The Girl Who Collected Clouds (B1-B2 English)

Anna loved to walk.

Not because she needed to go somewhere. Not because she was late, or busy, or had a list of things to do.

She walked because walking helped her think. And Anna had a lot of things to think about.

One Saturday morning, she put on her old brown boots, grabbed her camera, and headed to the hills just outside the city.

The sky was wide and grey, full of slow, heavy clouds. Perfect, she thought. Perfect for thinking.

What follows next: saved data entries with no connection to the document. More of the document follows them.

PR #3080, opened 2026-07-23
[Store] Fix mem storage display showing 16777216 TB when no segment i…

leonzzhu:
## Description

When no segment has been mounted, the master admin metrics log shows:

```
Mem Storage: 16777216.00 TB / 0 B
```

This happens because `ylt::metric::gauge_t` defaults to `-1` (int64_t) when
the gauge has never been updated. Passing this negative value through
`byte_size_to_string(uint64_t)` causes an implicit `int64_t → uint64_t`
conversion where `-1` becomes `0xFFFFFFFFFFFFFFFF` = `16777216.00 TB`.

**Fix:**

1. **`get_summary_string()`**: clamp all gauge capacity/allocated values to
   non-negative before formatting, so a never-set gauge displays as `0`
   instead of garbage.

2. **`byte_size_to_string()`**: add explicit `bytes == 0` early return to
   avoid the `>= TB` branch rendering zero as `"0.00 TB"`.

After fix:
```
Mem Storage: 0 B / 0 B
```

## Module

- [ ] CI/CD
- [ ] Docs
- [ ] Other

## Type of Change

- [x] Bug fix
- [ ] New feature
- [ ] Refactor
- [ ] Breaking change
- [ ] Documentation update
- [ ] Performance improvement
- [ ] Other

## How Has This Been Tested?

**Test commands:**
```bash
# Verified by starting a fresh master with no segments mounted,
# checking admin metrics log output before and after the fix.
#
# Before:
#   Mem Storage: 16777216.00 TB / 0 B
#
# After:
#   Mem Storage: 0 B / 0 B
```

**Test results:**
- [ ] Unit tests pass
- [x] Manual testing done — verified on a fresh master deployment with no segments mounted

## Checklist

## AI Assistance Disclosure

- [ ] No AI tools were used

Codebuddy was used to help trace the root cause and draft the fix.
The human submitter reviewed and tested all changes on real hardware.

### DIFF
--- a/mooncake-store/src/serialize/serializer.cpp
+++ b/mooncake-store/src/serialize/serializer.cpp
@@ -1000,6 +1000,17 @@ auto Serializer<OffsetBufferAllocator>::deserialize(const msgpack::object &obj)
         allocator->offset_allocator_ = offset_allocator_result.value();
         allocator->cur_size_ = cur_size;
 
+        // The snapshot restores cur_size_ directly from persisted data
+        // without going through the live allocate()/adoptImportedBuffer()
+        // paths, so no inc_allocated_mem_size() was paired with it. The
+        // allocator destructor still calls dec_allocated_mem_size(cur_size_)
+        // to undo its contribution to the global metric; without a matching
+        // inc the gauge would go negative and wrap to ~16M TB when formatted
+        // as uint64. Pair it here so the accounting stays symmetric and the
+        // gauge ends at 0 after this (often throwaway) allocator is destroyed.
+        MasterMetricManager::instance().inc_allocated_mem_size(
+            segment_name, static_cast<int64_t>(cur_size));
+
         return allocator;
     } catch (const std::exception &e) {
         return tl::unexpected(SerializationError(


LujhCoconut (approved):
LGTM.

mooncake-store/include/utils.h
```diff
@@ -150,6 +150,10 @@ std::string expected_to_str(const tl::expected<T, ErrorCode>& expected) {
 
     std::ostringstream oss;
     oss << std::fixed << std::setprecision(2);
+    if (bytes == 0) {
+        oss << "0 B";
+        return oss.str();
+    }
```
Lin-z-w: This special case appears redundant. The existing < 1 KB branch already formats zero as "0 B", and UtilsTest.ByteSizeToString already verifies that behavior. Unless this is needed for a separate semantic reason, it can be omitted.

Lin-z-w (commented):
The signed-to-unsigned conversion explains the huge displayed value, but the patch currently masks the negative metric rather than fixing why the accounting became negative. Please address the reconstruction/decrement mismatch and add a regression test.

Lin-z-w:
I also smoke-tested the pre-fix master from a fresh root directory with snapshot restore and HA disabled, without mounting any segments. Both periodic logs and /metrics/summary reported Mem Storage: 0 B / 0 B, while /metrics reported master_allocated_bytes 0 and master_total_capacity_bytes 0. Therefore, the issue is not reproducible from an untouched gauge or a normal empty master. Please provide the actual reproduction sequence and fix the path that drives the metric negative instead of clamping the output.

leonzzhu:
> I also smoke-tested the pre-fix master from a fresh root directory with snapshot restore and HA disabled, without mounting any segments. Both periodic logs and /metrics/summary reported Mem Storage: 0 B / 0 B, while /metrics reported master_allocated_bytes 0 and master_total_capacity_bytes 0. Therefore, the issue is not reproducible from an untouched gauge or a normal empty master. Please provide the actual reproduction sequence and fix the path that drives the metric negative instead of clamping the output.

Sorry for the late reply.

My scenario is HA mode, and the bug shows up when I start up a standby node.
I added some debug prints and managed to reproduce it. Here are the key
lines from the standby startup log (IPs redacted):

I0730 11:27:51.905532    42 master.cpp:950] Starting C++ HTTP metadata server on 0.0.0.0:8080
I0730 11:27:51.907295    42 master.cpp:959] C++ HTTP metadata server started successfully
I0730 11:27:52.910202    42 rpc_service.cpp:299] Master admin server started on port 9003
I0730 11:27:52.910238    42 master_service_supervisor.cpp:124] Master runtime state -> starting, role=standby
I0730 11:27:52.911669    55 rpc_service.cpp:290] Master Admin Metrics: role=standby, state=starting, service_ready=false, master={Mem Storage: 0 B / 0 B ...}
I0730 11:27:53.381217    42 standby_controller.cpp:151] [StandbyCtrl] StartStandby called, observed_leader=nullopt, enable_snapshot_restore=1
I0730 11:27:53.383056    42 oplog_applier.cpp:169] OpLogApplier: recovered from sequence_id=0, expected_sequence_id set to=1
I0730 11:27:53.512856    42 allocator.cpp:199] initializing_offset_buffer_allocator segment_name=<segment-ip>:<port> base_address=0x... size=60397977600
.....
W0730 11:27:53.557933    42 master_metric_manager.cpp:563] [DEBUG-MEM-METRIC] dec_allocated_mem_size segment=<segment-ip>:<port> val=12288 val_as_u64=12288 gauge_before=0 would_underflow=YES negative=no per_segment_before=0
I0730 11:27:53.559439    42 hot_standby_service.cpp:289] Loaded snapshot baseline: snapshot_id=20260730_112401_759, snapshot_seq_id=0, keys=0
    ...
I0730 11:28:02.911878 rpc_service.cpp:290] Master Admin Metrics: role=standby, state=standby, service_ready=false, master={Mem Storage: 16777216.00 TB / 0 B ...}

This debug print is emitted right when the snapshot has finished loading:
the value is subtracted inside the destructor of the throwaway allocator
used to read the snapshot. As the log shows, the gauge was at 0 before the
dec, and we dec by 12288, so it goes to -12288. That negative int64 is then
passed into byte_size_to_string(uint64_t), which implicitly converts it to
uint64 and wraps it to 16777216.00 TB.

Root cause: Serializer<OffsetBufferAllocator>::deserialize() restores
cur_size_ straight from the persisted snapshot without going through the
live allocate()/adoptImportedBuffer() paths, so no inc_allocated_mem_size()
is paired with it. The (throwaway) allocator is destroyed right after the
snapshot is loaded, and its destructor calls dec_allocated_mem_size(cur_size_),
driving the global gauge negative. The live restore path
(RestoreOffsetBufferAllocator) goes through allocate() which already inc()s,
so this does not double-count.

Fix: pair inc_allocated_mem_size(segment, cur_size_) where cur_size_ is
restored in deserialize(), so the inc/dec stays symmetric and the gauge ends
at 0 after the temporary allocator is destroyed. I dropped the earlier
display-only clamp in get_summary_string() since it only masked the symptom.

Would appreciate your review. Thanks!

Lin-z-w (approved):
Thanks for the detailed reproduction. I verified the HA standby snapshot path and ran an A/B check with cur_size_=12288: the base commit leaves the metric at -12288, while the latest commit correctly returns it to 0. The fix looks correct to me.

ykwd (approved):

PR #3090, opened 2026-07-24
[TE] Make RDMA dedicated poller optional and guard post/poll handoff

alogfans:
## Description

This PR addresses a correctness risk introduced by #2696, which separated post-send workers from the CQ polling worker. In that mode, worker 0 polls CQEs while workers 1..N post sends. A fast CQE can be processed by the poller while the posting worker is still inside `submitPostSend()` and has not finished local bookkeeping, leaving shared slice state exposed to a race.

This change restores the historical conservative worker model by default:

```text
default:
  every RDMA worker posts its shard and polls CQs
```

The separated mode is now opt-in:

```text
MC_RDMA_DEDICATED_POLLER=1:
  worker 0 polls only
  workers 1..N post only
```

For the opt-in dedicated-poller mode, this PR also keeps a lightweight striped lock around the same-peer post/completion handoff so that completion handling cannot race with post-send local ownership cleanup for the same peer.

**Changes**

- Add `GlobalConfig::rdma_dedicated_poller`, default `false`.
- Add env config `MC_RDMA_DEDICATED_POLLER`.
- Restore default historical worker scheduling: all RDMA workers can post and poll.
- Preserve the previous separated worker mode behind the new opt-in flag.
- Replace per-peer mutex map with fixed striped locks to avoid unbounded growth and hot-path map locking.
- Add a hardware-free unit test for the striped post/poll lock behavior.

**Why**

The previous worker split changed an implicit ordering guarantee: post-send and CQ polling for a slice could now happen on different threads. Although a CQE is only produced after a WR is posted, the poll worker could still process the completion before the post worker finished local queue cleanup and ownership handoff. The default mode now avoids that risk by restoring the original scheduling model, while keeping the separated mode available for controlled validation.

## Module

- [ ] CI/CD
- [ ] Docs
- [ ] Other

## Type of Change

- [X] Bug fix
- [ ] New feature
- [ ] Refactor
- [ ] Breaking change
- [ ] Documentation update
- [ ] Performance improvement
- [ ] Other

## How Has This Been Tested?

**Test commands:**
```bash
```

**Test results:**
- [X] Unit tests pass

## Checklist

## AI Assistance Disclosure

- [ ] No AI tools were used
- [X] AI tools were used (specify below) CodeX with manual check


mooncake-transfer-engine/src/transport/rdma_transport/worker_pool.cpp
```diff
@@ -67,17 +67,19 @@ static int selectPeerDevice(RdmaTransport::SegmentDesc *peer_segment_desc,
...
 
 static bool workerCanPost(int thread_id) {
-    return kTransferWorkerCount == 1 || thread_id != 0;
+    return kTransferWorkerCount == 1 || !globalConfig().rdma_dedicated_poller ||
+           thread_id != 0;
 }
 
 static bool workerCanPoll(int thread_id) {
-    return kTransferWorkerCount == 1 || thread_id == 0;
+    return kTransferWorkerCount == 1 || !globalConfig().rdma_dedicated_poller ||
```
staryxchen, line 75: **Default mode races on `ibv_poll_cq`**

With `rdma_dedicated_poller=false`, every worker can poll, but `performPollCq` still walks **all** CQs (`for (cq_index = 0; ...)` → `context_.poll` / `ibv_poll_cq`) without restoring the pre-#2696 thread sharding:

```cpp
// historical (pre-#2696)
for (int cq_index = thread_id; cq_index < context_.cqCount();
     cq_index += kTransferWorkerCount)
```

#2696 removed that sharding because only worker 0 polled. Re-enabling multi-worker polling without restoring it means, under defaults (`MC_WORKERS_PER_CTX=2`, `MC_NUM_CQ_PER_CTX=1`), multiple threads call `ibv_poll_cq` on the same CQ concurrently — undefined for verbs, and can double-process or drop CQEs.

This also does not match the PR claim of restoring the historical model (historical = post + **sharded** poll).

**Suggestion:** keep dedicated poller as the default, or when `rdma_dedicated_poller=false` restore CQ sharding in `performPollCq` / `hasOutstandingCq`.

mooncake-transfer-engine/src/transport/rdma_transport/worker_pool.cpp
```diff
@@ -561,6 +578,8 @@ void WorkerPool::performPollCq(int thread_id) {
         for (int i = 0; i < nr_poll; ++i) {
             Transport::Slice *slice = (Transport::Slice *)wc[i].wr_id;
             assert(slice);
+            std::lock_guard<std::mutex> lock(
+                postPollMutexFor(slice->peer_nic_path));
```
staryxchen: **Lock held across heavy completion work**

This stripe lock is held for the entire completion handling path below (including `markRailFailed`, `deleteEndpointByPtr`, and error logging), not just the post/completion ownership handoff. Same-stripe `submitPostSend` is then blocked behind endpoint teardown / logging.

**Suggestion:** keep the critical section tight around the slice/local-ownership handoff that must not race with post-send, then do failure handling after unlocking.

mooncake-transfer-engine/src/config.cpp
```diff
@@ -259,6 +259,14 @@ void loadGlobalConfig(GlobalConfig& config) {
                 << "Ignore value from environment variable MC_WORKERS_PER_CTX";
     }
 
+    const char* rdma_dedicated_poller_env =
+        std::getenv("MC_RDMA_DEDICATED_POLLER");
+    if (rdma_dedicated_poller_env) {
+        parseBoolConfigEnv(rdma_dedicated_poller_env,
+                           "MC_RDMA_DEDICATED_POLLER",
```
staryxchen, line 266: **Docs / ops gap**

`MC_RDMA_DEDICATED_POLLER` changes default RDMA worker scheduling (and interacts with the #2696 dedicated-poller perf fix), but it is only wired into `loadGlobalConfig` / `dumpGlobalConfig` — there is no user-facing documentation of the flag, its default, or when operators should flip it.

**Suggestion:** document the env var (behavior, default, relationship to #2696 / `MC_WORKERS_PER_CTX`), and call out the chosen default explicitly in release notes / TE config docs.

staryxchen (commented):
Inline comments on three review findings: concurrent CQ polling in default mode, lock scope on the completion path, and missing docs/ops coverage for the new env flag.

mooncake-transfer-engine/src/transport/rdma_transport/worker_pool.cpp
alogfans: Agreed. I kept this PR focused on restoring the historical CQ sharding semantics so the default mode does not concurrently poll the same CQ. The completion-path lock scope is a separate behavior/risk change, so I left it unchanged here and can address it in a follow-up PR.

mooncake-transfer-engine/src/config.cpp
alogfans: Fixed.

mooncake-transfer-engine/src/transport/rdma_transport/worker_pool.cpp
alogfans: Fixed.

staryxchen (approved):
LGTM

She walked for about an hour before she saw it.

A small glass jar, sitting in the middle of the path.

It wasn’t broken. It wasn’t dirty. It looked almost new — clean and clear, with a simple cork lid on top.

Anna picked it up and turned it slowly in her hands.

Strange, she thought. Who leaves a jar in the middle of a hill?

She almost put it back down. But something made her keep it. She slipped it into her jacket pocket and kept walking.

A few minutes later, the clouds above her began to move faster.

One large cloud drifted down — lower and lower — until it was just above her head. Anna stopped walking.

She looked up.

The cloud was soft and white, almost like cotton.

And it smelled — this was the strange part — it smelled like a bakery. Warm bread and sugar.

That’s odd, she thought.

Without really thinking, she opened the jar and held it up toward the cloud.

The cloud drifted inside.

Anna blinked. She looked at the jar.

Inside, swirling slowly, was a small white cloud — and the warm smell of bread filled the air around her.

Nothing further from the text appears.